§ What to do: Below are the entries to retype; reproduce each one exactly.

§ Input records:
PR #662, opened 2018-05-02
Set fixed cspell version

vldm:


slowli:
Suggestion: maybe, use `package.json` / `package-lock.json` to specify `cspell` and `markdownlint` versions, like in the [`exonum-doc` repo](https://github.com/exonum/exonum-doc/blob/master/package.json)?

§ Exercise output:
PR #662, opened 2018-05-02
Set fixed cspell version

vldm:


slowli:
Suggestion: maybe, use `package.json` / `package-lock.json` to specify `cspell` and `markdownlint` versions, like in the [`exonum-doc` repo](https://github.com/exonum/exonum-doc/blob/master/package.json)?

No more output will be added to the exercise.